That desire for accountability has resulted in two new ones civil lawsuits filed by the Buffalo families, the latest attempt to hold social media companies accountable when men steeped in violent ideologies open fire on those platforms. But even as such massacres seemingly continue unabated, lawsuit after lawsuit against tech giants has so far failed to reward the victims and their families in court.

Indeed, the Buffalo suits will face major challenges, digital law experts say, with some blunt predictions about their chances of success.

“It’s not going to work,” said Eric Goldman, a law school professor at Santa Clara University and co-director of the High Tech Law Institute.

In recent years, a handful of cases related to social media and tragic incidents have progressed past preliminary stages, including two lawsuits filed by families of victims of terrorist attacks in Istanbul and Paris that reached the Supreme Court. But the country’s top court rejected both attempts to hold companies, including Google and Twitter, liable for Islamic State videos that appeared on their sites.

The main legal obstacle, Mr. Goldman and others say, remains section 230 of the Communications Decency Act of 1996, which protects online businesses from liability for third-party content published on their sites. Drafted in the early days of the Internet, the statute was intended to protect Internet companies from lawsuits published by voice in chat rooms or other forums.

But as the decades have passed, critics say, its scope has broadened, even as calls for it to be narrowed have grown.

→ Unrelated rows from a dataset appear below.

PR #840, opened 2025-06-24
[EVM] Improvements for spill mechanism during stackification

vladimirradosavljevic:


akiramenai:
Do we have any performance data for this PR?

llvm/test/CodeGen/EVM/bps-spill-unreachable-arg.mir
```diff
@@ -1,15 +1,13 @@
-# RUN: not --crash llc -x mir -run-pass=evm-backward-propagation-stackification < %s 2>&1 | FileCheck %s
+# NOTE: Assertions have been autogenerated by utils/update_mir_test_checks.py UTC_ARGS: --version 5
+# RUN: llc -x mir -run-pass=evm-backward-propagation-stackification < %s | FileCheck %s
 
-# Test that stackification fails when unreachable register is spilled.
-
-# CHECK: Unexpected stack depth
+# Test that unreachable reg is not spilled.
```
akiramenai: Could you please add more details to the test's comment about which register and why we no longer spill? 
I'm also not sure that checking the whole asm output is useful. I realize that we previously agreed on pre-commit testing with auto-generated tests, but asm adds noice around stack manipulations and it's also problematic to do LLVM update as changes could become different from they were before. Maybe we should rediscuss.

llvm/test/CodeGen/EVM/bps-spill-unreachable-ret.mir
```diff
@@ -190,6 +187,228 @@ machineFunctionInfo:
   numberOfParameters: 0
   hasPushDeployAddress: false
 body:             |
+  ; CHECK-LABEL: name: main
```
akiramenai, line 193: Same as above.

vladimirradosavljevic:
> Do we have any performance data for this PR?

For that, we would need to have everything setup so we can run the contracts like [here](https://github.com/matter-labs/solx/pull/77#issuecomment-2961898496) + to get perf data from there.
I looked at some files in some projects and saw some small improvements like it is shown in the test cases added in this PR. Please note that these are not frequent cases.

akiramenai (approved):
If we can improve documentation around tests, it would be great.
We might also want to reconsider always autogenerating checks. But it's a different scope.

llvm/test/CodeGen/EVM/bps-spill-unreachable-arg.mir
vladimirradosavljevic: Added comment which registers have unreachable def and those are not taken into account for spilling.
Regarding auto-generated tests, during LLVM update you can just use script to update them, and you can spot on whether some of the tests are not valid anymore, since something changed between updates. Auto-generated tests are not just here to make it easier to write tests, they are also good to check whether some change that doesn't have to do with some test is actually change it. At this point, you know something is wrong with the implementation and you can easily fix it, and not wait CI to finish test and do deeper debug.
Please note that these are .mir tests that are only calling stackification, so these won't by affected by the update, only during development of stackification algorithm.

llvm/test/CodeGen/EVM/bps-spill-unreachable-ret.mir
vladimirradosavljevic: Done. Added comment which registers are not taken into account to spill.

PR #841, opened 2025-06-26
[EVM][BPS] Don't rematerialize large constants in optsize

vladimirradosavljevic:
In case we are optimizing for size, it is profitable to propagate large immediates, in case it will reduce code size (e.g. if the same large immediate is used in two different instructions in the same MBB, we can only once do PUSH instead of doing 2 PUSHes).
This support can be enabled when optimizing for speed (just different threshold for PUSH) and if second operand of commutable instruction is rematerializable. Idea of this PR is to check the approach, and later we can expand it in more places.


llvm/lib/Target/EVM/EVMStackSolver.h
```diff
@@ -111,6 +111,15 @@ class EVMStackSolver {
   /// for function arguments and return values.
   bool hasUnreachableDef(const Register &Reg) const;
 
+  /// Return true if \p Slot is a rematerializable slot and it can be removed.
+  /// In cases of LiteralSlot, it checks if the literal is used before \p MI,
+  /// and if it is not, it can be removed to reduce stack pressure. In case it
+  /// is used, we don't remove it to reduce size of the stack, as PUSH
+  /// instructions are large. Currently, this check whether to propagate large
+  /// literals is only enabled when optimizing for size.
+  bool shouldRemoveRematSlot(const StackSlot *Slot,
```
akiramenai: `shouldRemoveSlot`?
As it also checks for remateriabitily.

llvm/lib/Target/EVM/EVMStackSolver.cpp
```diff
@@ -483,6 +483,44 @@ static bool spillRegHasNoUseOrDefBefore(const StackSlot *Slot,
...
+bool EVMStackSolver::shouldRemoveRematSlot(const StackSlot *Slot,
+                                           const MachineInstr &MI) const {
+  const auto *Literal = dyn_cast<LiteralSlot>(Slot);
+  if (!Literal)
+    return Slot->isRematerializable();
+
+  // For now, remove all literals if we are not optimizing for size to reduce
+  // stack pressure.
+  if (!MI.getMF()->getFunction().hasOptSize())
+    return true;
```
PavelKopyl: I'm curious, did this change result in additional stack-too-deep (STD) errors in real-world cases when optimizing for size? And if it does what are the size changes in case of STD?

vladimirradosavljevic: I'm also curious about that 😄, so let's wait till we have all projects included in testing after we merge all stack-too-deep patches. Until then, does this approach make sense to you?
FWIW, I was surprised that with this change we don't have additional stack-too-deep issues in our CI.

akiramenai (approved):

akiramenai:
I would make the commit title more informative: Rematerialize small constants instead of keeping them on stack in optimize.

llvm/lib/Target/EVM/EVMStackSolver.cpp
akiramenai: Ideally we need a common heuristic for optimizing for size.
Which is not just optsize, but also could be cold code, low branch probability.
Maybe it makes sense to create an auxiliary predicate and use it for constant unfolding patch too.

PavelKopyl (approved):
LGTM

llvm/lib/Target/EVM/EVMStackSolver.h
vladimirradosavljevic: Done.

vladimirradosavljevic:
> I would make the commit title more informative: Rematerialize small constants instead of keeping them on stack in optimize.

Before this PR, we already did that, along with the large constants. I changed the title to:
`Don't rematerialize large constants in optsize`

vladimirradosavljevic:
Current numbers doesn't reflect this change only, since it contains fix for stack-too-deep errors, as `era-compiler-llvm-test` [tag](https://github.com/matter-labs/era-compiler-tester/tags) is used.

PR #844, opened 2025-07-08
[EVM] Clear transformation cache in EVMConstantUnfolding

vladimirradosavljevic:
In some cases, EVMConstantUnfolding is not destroyed after the run, and can be reused for other functions. In that case, we don't want to reuse the cache from the previous runs.


PavelKopyl (approved):
LGTM, thank you!

PR #852, opened 2025-07-15
[EVM] Support data sections in the code

PavelKopyl:
This is achieved by emitting global variables with constant
 initializers into the code section.
 Removed unused patters from TableGen.

# Code Review Checklist

## Requirements

## Implementation

## Logic Errors and Bugs
that could break the code?

## Error Handling and Logging
be added or removed?
debugging?

## Maintainability

## Dependencies

## Security

## Performance
system performance?

## Testing and Testability
- [ ] Is the code testable?
	- [ ] Line Coverage
	- [ ] Region Coverage
	- [ ] Branch Coverage

## Readability
smaller methods?
file/folder/package?
flow?
better?
understandable?

## Documentation

## Best Practices
- [ ] Magic values avoided?
- [ ] Minimal nesting used?

## Experts' Opinion


llvm/lib/Target/EVM/EVMAsmPrinter.cpp
```diff
@@ -323,8 +342,59 @@ void EVMAsmPrinter::emitWideRelocatableSymbol(const MachineInstr *MI) {
...
+  auto IsSubstring = [&UniqueInitializers](const StringRef &A) {
+    return any_of(UniqueInitializers,
+                  [&A](const StringRef &B) { return A != B && B.contains(A); });
+  };
 
+  UniqueInitializers.erase(remove_if(UniqueInitializers, IsSubstring),
+                           UniqueInitializers.end());
+
+  // Build the data section by concatenating unique initializers.
+  // NOTE: Rather than simply concatenating unique strings, we could attempt
```
hedgar2017, line 371: Certainly an overkill and not a real-life use case.
We can probably try it if it's requested by users one day, maybe some cryptographic libraries can have something alike.

I thought the substring thing was just very easy to do, as it should work naturally if you walk through the byte arrays from the longest to the shortest.

llvm/test/CodeGen/EVM/data-sections-in-code.ll
```diff
@@ -0,0 +1,45 @@
...
+; CHECK-NEXT:    PUSH1 0x5
+; CHECK-NEXT:    PUSH4 @code_data_section+6
+; CHECK-NEXT:    PUSH1 0x40
+; CHECK-NEXT:    CODECOPY
+; CHECK-NEXT:    PUSH1 0x80
+; CHECK-NEXT:    PUSH0
+; CHECK-NEXT:    REVERT
+; CHECK:         INVALID
+; CHECK-LABEL:  code_data_section:
+; CHECK-NEXT:    .byte	0x68, 0x65, 0x6c, 0x6c
```
hedgar2017: 🔥

hedgar2017 (changes requested):
Let's wait until my EVM interpreter PR is merged to check more accurate gas figures.

hedgar2017 (approved):
The [data](https://github.com/matter-labs/era-compiler-tester/pull/177#issuecomment-3091331652) looks good now!
Please fix the tests and let's merge.

llvm/lib/Target/EVM/EVMAsmPrinter.cpp
```diff
@@ -328,8 +347,49 @@ void EVMAsmPrinter::emitWideRelocatableSymbol(const MachineInstr *MI) {
...
+
+    const auto *CV = dyn_cast<ConstantDataSequential>(GV.getInitializer());
+    if (!CV)
+      continue;
+
+    Globals.emplace_back(&GV, CV->getRawDataValues());
+  }
+  // Sort global variables in descending order based on the size of their
+  // initializers.
+  sort(Globals, [](const auto &A, const auto &B) {
```
vladimirradosavljevic: I think we have to use stable_sort here, since we could get two different globals with the same size, and run into non-determinizm here. Could you also add test case for this?

llvm/lib/Target/EVM/EVMAsmPrinter.cpp
```diff
@@ -328,8 +347,49 @@ void EVMAsmPrinter::emitWideRelocatableSymbol(const MachineInstr *MI) {
...
 
-void EVMAsmPrinter::emitEndOfAsmFile(Module &) {
+void EVMAsmPrinter::createDataSectionBuffer(const Module &M) {
+  SmallVector<std::pair<const GlobalVariable *, StringRef>, 16> Globals;
+  for (const GlobalVariable &GV : M.globals()) {
+    if (GV.getAddressSpace() != EVMAS::AS_CODE || !GV.hasInitializer())
+      continue;
+
+    const auto *CV = dyn_cast<ConstantDataSequential>(GV.getInitializer());
+    if (!CV)
```
vladimirradosavljevic, line 357: In case of empty uses of CV, we could skip it, right?

llvm/lib/Target/EVM/EVMStackifyCodeEmitter.cpp
```diff
@@ -117,12 +117,19 @@ void EVMStackifyCodeEmitter::CodeEmitter::emitConstant(uint64_t Val) {
 
 void EVMStackifyCodeEmitter::CodeEmitter::emitSymbol(const MachineInstr *MI,
                                                      MCSymbol *Symbol) {
-  assert(isLinkerPseudoMI(*MI) && "Unexpected symbol instruction");
```
vladimirradosavljevic, line 120: Maybe you can leave this assert and check also for `CODECOPY`. It will simplify handling below.

llvm/lib/Target/EVM/MCTargetDesc/EVMMCCodeEmitter.cpp
```diff
@@ -102,25 +102,40 @@ unsigned EVMMCCodeEmitter::getMachineOpValue(const MCInst &MI,
                                              const MCSubtargetInfo &STI) const {
   if (MO.isImm()) {
     Op = MO.getImm();
-  } else if (MO.isExpr()) {
-    auto Kind = MO.getExpr()->getKind();
+    return 0;
+  }
+
+  if (MO.isExpr()) {
```
vladimirradosavljevic: Maybe you can reverse this condition and add here llvm_unreachable.

vladimirradosavljevic (changes requested):
Overall looking good, just some comments to be addressed. Thanks!

llvm/test/MC/EVM/glob-symbol-with-offset.ll
```diff
@@ -0,0 +1,31 @@
+; NOTE: Assertions have been autogenerated by utils/update_llc_test_checks.py UTC_ARGS: --version 5
+; RUN: llc -filetype=obj %s -o - | llvm-objdump --disassemble - | FileCheck %s
+target datalayout = "E-p:256:256-i256:256:256-S256-a:256:256"
+target triple = "evm"
+
+@data1 = private unnamed_addr addrspace(4) constant [13 x i8] c"hello world\0A\00"
```
vladimirradosavljevic, line 6: Since unused private constants will be removed during OPT phase, maybe you can update this test as we won't see this.

PavelKopyl: I'm sorry, I didn't get why it's not used? Do you mean that identical global constants should be merged during OPT? Unfortunately, this is not true for non-default address space:  https://github.com/matter-labs/era-compiler-llvm/blob/e6dd841571f79edbd416433dbb3840848261375b/llvm/lib/Transforms/IPO/ConstantMerge.cpp#L96.

vladimirradosavljevic: I meant that `@data1` in this test is not used. Sorry for the confusion.

PavelKopyl: Ah, sorry I looked at wrong test) OK, I'll add use of the @data1. I just wanted to check how MC layer handles @symbol with non-zero immediate.

llvm/lib/Target/EVM/EVMStackifyCodeEmitter.cpp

“The vast majority of courts have really conceded to this very outrageous, unconditional immunity approach when they read section 230,” said Mary Anne Franks, a law professor at the University of Miami who has argued for reforms of article 230. “There hasn’t been a case, I think, just like this. But if you look at some of the other attempts to hold social media companies accountable for acts of terrorism, etc., they’ve largely lost.”

All this irks people like Barbara Massey-Mapps, whose sister, Katherine, was also killed in the Buffalo Raid, in which the gunman used an assault rifle to shoot 13 customers and employees of a Tops supermarket. Three people survived.

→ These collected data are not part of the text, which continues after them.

PR #856, opened 2025-07-20
[EVM][DAGCombine] Expand SELECT to arithmetic when possible

akiramenai:
The EVM has no conditional move, so this patch replaces certain `select` nodes with straight‑line arithmetic:

```
| Source pattern  | Rewritten form   | Proof (IR equivalent)               |
|-----------------|------------------|-------------------------------------|
| select C, X, 0  | X * C            | https://alive2.llvm.org/ce/z/MqUacX |
| select C, 0, Y  | (1 − C) * Y      | https://alive2.llvm.org/ce/z/tB_ww7 |
| select C, X, 1  | X * C + (1 − C)  | https://alive2.llvm.org/ce/z/Uje2ts |
| select C, 1, Y  | C + (1 − C) * Y  | https://alive2.llvm.org/ce/z/XrBMpA |
| select C, X, ‑1 | (C - 1) | X      | https://alive2.llvm.org/ce/z/e5oNmW |
| select C, ‑1, Y | -C | Y           | https://alive2.llvm.org/ce/z/6-86BJ |
```

This patch also canonicalises

select C, (op Y, X), Y -> op Y, (select C, X, 0) -> op Y, C * X iff 0 is neutral element for op.

Alive2 proofs:
i256, sub, no undef inputs – https://alive2.llvm.org/ce/z/-BPfbO i4, sub, undef inputs allowed – https://alive2.llvm.org/ce/z/6fhhZx


PavelKopyl:
Great result, thank you! I'm curious, why wasn't these transformations handled by InstCombine?

vladimirradosavljevic:
> Great result, thank you! I'm curious, why wasn't these transformations handled by InstCombine?

My 2 cents it is just a matter of canonicalization, as I don't think you can do reverse transformation (from arithmetic to selects) and a lot of architectures have conditional move instruction, that is surely cheaper than mul. Also, during DAGCombine you have a lot of hooks that convert selects to arithmetic operations.

vladimirradosavljevic:
I saw one place where we can improve this a bit (we have iszero + iszero and we could just have iszero instead):
https://alive2.llvm.org/ce/z/KPecsZ

I would suggest to create a ticket for it, and do that later. @akiramenai  Wdyt?

akiramenai:
@vladimirradosavljevic 
Yes I think a separate ticket is the best option here.
Increasing the scope of the current PR doesn't seem right to me.

llvm/lib/Target/EVM/EVMISelLowering.cpp
```diff
@@ -758,3 +761,135 @@ MachineBasicBlock *EVMTargetLowering::emitSelect(MachineInstr &MI,
...
+  SDValue OtherOp = TrueV.getOperand(1 - OpToFold);
+  EVT OtherOpVT = OtherOp.getValueType();
+  SDValue IdentityOperand =
+      DAG.getNeutralElement(Opc, DL, OtherOpVT, N->getFlags());
+  if (!Commutative)
+    IdentityOperand = DAG.getConstant(0, DL, OtherOpVT);
+  assert(IdentityOperand && "No identity operand!");
+
+  if (Swapped)
+    std::swap(OtherOp, IdentityOperand);
```
vladimirradosavljevic, line 820: If I remove this line, all tests are passing. Please update checks.

llvm/lib/Target/EVM/EVMISelLowering.cpp
```diff
@@ -758,3 +761,135 @@ MachineBasicBlock *EVMTargetLowering::emitSelect(MachineInstr &MI,
...
+
+  EVT VT = N->getValueType(0);
+  SDLoc DL(N);
+  SDValue OtherOp = TrueV.getOperand(1 - OpToFold);
+  EVT OtherOpVT = OtherOp.getValueType();
+  SDValue IdentityOperand =
+      DAG.getNeutralElement(Opc, DL, OtherOpVT, N->getFlags());
+  if (!Commutative)
+    IdentityOperand = DAG.getConstant(0, DL, OtherOpVT);
+  assert(IdentityOperand && "No identity operand!");
```
vladimirradosavljevic:
```suggestion
  SDValue IdentityOperand = DAG.getConstant(0, DL, OtherOpVT);
```
No need to call `DAG.getNeutralElement` since 0 is neutral element for all above operations.

llvm/test/CodeGen/EVM/dag-combine-select.ll
```diff
@@ -0,0 +1,247 @@
+; NOTE: Assertions have been autogenerated by utils/update_mir_test_checks.py UTC_ARGS: --version 5
+; RUN: llc -stop-after=finalize-isel < %s | FileCheck %s
+
+target datalayout = "E-p:256:256-i256:256:256-S256-a:256:256"
+target triple = "evm"
+
+; CHECK-NOT: JUMPI
```
vladimirradosavljevic: Do we need this? We have negative tests where jump is created.

llvm/test/CodeGen/EVM/dag-combine-select.ll
```diff
@@ -0,0 +1,247 @@
...
+
+; select C, X, 0 -> X * C
+define i256 @sel_x_or_0(i1 %cond, i256 %x) {
+  ; CHECK-LABEL: name: sel_x_or_0
+  ; CHECK:       [[MUL:%[0-9]+]]:gpr = MUL
+  ; CHECK-NEXT:  RET killed [[MUL]]
+%val = select i1 %cond, i256 %x, i256 0
```
vladimirradosavljevic, line 12: Please fix indentation. Also in other tests.

llvm/lib/Target/EVM/EVMISelLowering.cpp
```diff
@@ -758,3 +761,135 @@ MachineBasicBlock *EVMTargetLowering::emitSelect(MachineInstr &MI,
   MI.eraseFromParent(); // The pseudo instruction is gone now.
   return BB;
 }
+
+// Fold
+//   (select C, (op Y, X), Y)  ->  (op Y, (select C, X, NEUTRAL)),
+//   when 0 is the neutral element for op.
+//
```
vladimirradosavljevic, line 778: This needs to be updated, since NEUTRAL element can also be in the TrueV, when Swapped is `true`.

vladimirradosavljevic (changes requested):
Could you also please add alive2 links for `tryFoldSelectIntoOp` only? Currently we have only 1 alive2 proof for final optimization.

llvm/lib/Target/EVM/EVMISelLowering.cpp
```diff
@@ -758,3 +761,135 @@ MachineBasicBlock *EVMTargetLowering::emitSelect(MachineInstr &MI,
...
+  case ISD::ADD:
+  case ISD::OR:
+  case ISD::XOR:
+    break;
+  }
+
+  if (!TrueV.hasOneUse() || isa<ConstantSDNode>(FalseV))
+    return SDValue();
+
+  unsigned OpToFold = 0;
```
vladimirradosavljevic: Maybe instead of using `OpToFold`, we can declare `OtherOp` here and set accordingly below?

vladimirradosavljevic:
> | select C, X, ‑1 | C * (X + 1) − 1  | https://alive2.llvm.org/ce/z/zMP3n4 |
| select C, ‑1, Y | −C + (1 − C) * Y | https://alive2.llvm.org/ce/z/_N56Af |

Have you tried to implement [these](https://github.com/matter-labs/era-compiler-llvm/blob/056fdd9fefeba6e29da29198a7d3ee4f1c294bf4/llvm/lib/Target/RISCV/RISCVISelLowering.cpp#L7567) transformation? It seems RISCV transformation should be more gas efficient than using mul.

llvm/test/CodeGen/EVM/dag-combine-select.ll
akiramenai: removed

llvm/lib/Target/EVM/EVMISelLowering.cpp
akiramenai: I updated, but imo too much details for a brief description. It more a distraction than help.

akiramenai:
> Could you also please add alive2 links for tryFoldSelectIntoOp only? Currently we have only 1 alive2 proof for final optimization.

We have a transformation of a kind A->B->C.
We've proven A->C aka final optimization, we've proven B->C aka select -> mul. Proving A->B looks redundant to me.

vladimirradosavljevic (approved):
LGTM. Thanks!
Could you please rebase this PR, as it should fix the failing tests.

llvm/lib/Target/EVM/EVMISelLowering.cpp
```diff
@@ -856,7 +856,7 @@ SDValue EVMTargetLowering::combineSELECT(SDNode *N,
 
   // fold (Cond ? X : -1) -> (Cond - 1) | X*)
   if (isAllOnesConstant(FalseV)) {
-    const SDValue Const1 = DAG.getConstant(1, DL, VT);
+    const SDValue Const1 = DAG.getConstant(APInt(256, 1, false), DL, VT);
```
vladimirradosavljevic: Why is this needed? VT should be 256bit, so this looks like it is not needed.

The shooter, Payton Gendron, an outspoken white supremacist, livestreamed his attack. He had written voluminous online diaries full of racist content and references to the so-called “replacement theory,” which posits a nefarious conspiracy to replace whites with people of color.

And Ms Massey-Mapps, 66, believes social media is responsible for introducing him and others to such ideas, and for using algorithms capable of sending a steady stream of videos to people looking for racist or other hateful content.

“This wouldn’t spread so fast if you didn’t have Facebook or YouTube or whatever,” she said. “There is so much negativity, so much ugliness. And I’m like, why?

Ms. Massey-Mapps was one of three families of the victims and a Tops employee who filed a lawsuit in May against social media companies, including Meta (owner of Facebook and Instagram) and Google (owner of YouTube). A second lawsuit was filed this month by a legal team led by Benjamin Crump, a prominent civil rights attorney who said he intended to use the shooter’s own admission that he was influenced by social media to prove the case and set a new precedent.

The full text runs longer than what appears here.